_Problem description_. Scan the lines below for "examples" and copy the matches.

Saved entries
PR #103, opened 2022-12-23
unsafe: copy_nonoverlapping -> copy_from_slice

etschneider:
Use types in IO slice_unchecked to avoid manual type size computation. Also add Copy trait bound to block type.

### DIFF
--- a/examples/wlan/src/delay.rs
+++ b/examples/wlan/src/delay.rs
@@ -17,12 +17,12 @@ enum State {
     Skip(usize),
 }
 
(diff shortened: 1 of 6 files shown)


etschneider:
I've been sitting on this for a while and didn't want it to get too stale.

I checked that the actual copies compile to identical code (memcpy) so no performance loss.

The use of typed slices seems better. Hopefully I'm not missing something. There are *a lot* more blocks that could be modified if it is agreed that this is a better style.

bastibl:
Great, thanks!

_Answer to this task_.
--- a/examples/wlan/src/delay.rs
+++ b/examples/wlan/src/delay.rs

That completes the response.